A committee of the American Board of Medical Specialties (ABMS) on July 27 recommended that clinical informatics be defined as a subspecialty of the American Board of Preventive Medicine and the American Board of Pathology, the two specialty boards that cosponsored the proposal. The ABMS board of directors and the ABMS assembly are expected to approve the recommendation in late September.
Clinical informaticists come from a wide variety of medical specialties. So board-certified physicians in any of these fields will be eligible to sit for the board exam in clinical informatics, Shelly Horowitz, MD, special advisor to the president of ABMS, told InformationWeek Healthcare. This is unlike other board exams for subspecialties, which require certification in the parent specialty, he noted.
Specialty boards require that applicants for board certification have recent training in a program accredited by the Accreditation Council for Graduate Medical Education (ACGME), Horowitz observed. So the ACGME will soon be asked to accredit training programs for clinical informatics. He said the ACGME will probably accredit one or more of these programs not long after the ABMS board and assembly act on the clinical informatics proposal.

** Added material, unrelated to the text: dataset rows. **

PR #4499, opened 2026-07-02
ci: add CI/CD for cilium image version drift

jpayne3506:
**Reason for Change**:

Adds automation to keep up with drift. Similar dev experience to `make dockerfile`

**Issue Fixed**:

**Requirements**:

- [ ] includes documentation
- [ ] adds unit tests

**Notes**:

### DIFF
--- a/.github/workflows/cilium-versions.yaml
+++ b/.github/workflows/cilium-versions.yaml
@@ -1,0 +1,47 @@
+name: 'Cilium Image Versions'
+on:
+  workflow_dispatch:
+  pull_request:
+    types:
+      - opened
+      - reopened
+      - synchronize
+      - ready_for_review
+  merge_group:
+    types:
+      - checks_requested
+
+permissions:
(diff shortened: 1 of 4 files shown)


rbtr (approved):

QxBytes (approved):
Should be fine but if mcr has a bad tag, this will auto update our deploy.mk to always use the latest even if we roll back. In the past we have had scenarios where a bad tag was pushed to mcr and this would make the script less useful until we pushed an updated tag/version.

jpayne3506:
> Should be fine but if mcr has a bad tag, this will auto update our deploy.mk to always use the latest even if we roll back. In the past we have had scenarios where a bad tag was pushed to mcr and this would make the script less useful until we pushed an updated tag/version.

Hopefully because the version is scoped to the minor version that is present with `CILIUM_VERSION_TAG` we will avoid the bad image tags.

Nevertheless, physicians currently working in the clinical informatics field will not have to go through a training program to sit for the board exam, he said. For a period of up to five years, he predicted, there will be a pathway to board certification that doesn't require training in a certified program if candidates have significant experience in the field. "But they will still have to take the exam for the subspecialty," he said, to become diplomates in clinical informatics. And they will also have to meet the specialty board's criteria for maintenance of certification.
Speaking personally and not for ABMS, Horowitz said that the committee recommendation pleased him. "Physicians who are very knowledgeable about informatics bring a lot to this field, and it's good to formalize it with accreditation of the subspecialty."
The American Medical Informatics Association (AMIA), which has been lobbying ABMS for official recognition of clinical informatics for years, was delighted by the move.
"The formal approval of a medical subspecialty in clinical informatics will benefit the healthcare system by bringing demonstrated informatics expertise to bear on the critical information management, documentation, and patient-safety issues that are a challenge to today's patient care environments," said Edward Shortliffe, MD, president and CEO of AMIA. "AMIA played an important role in working with the American Board of Preventive Medicine and other certification bodies to help assure that physicians who acquire informatics skills will be recognized and recruited to further enhance their roles on the front lines of modern medicine."
In an interview in May, Glenn Merchant, MD, executive director of the American Board of Preventive Medicine, said, "We need to have clinicians involved in the design and implementation and management of these medical information systems. It takes that special insight of experienced clinicians who can say, 'These are the tools we need for decision making.' It takes someone who is a trained clinician, who has experience in the hospital wards, clinics, and ERs, to say, 'These are the components we need.' So it's a blending of informatics and medical knowledge."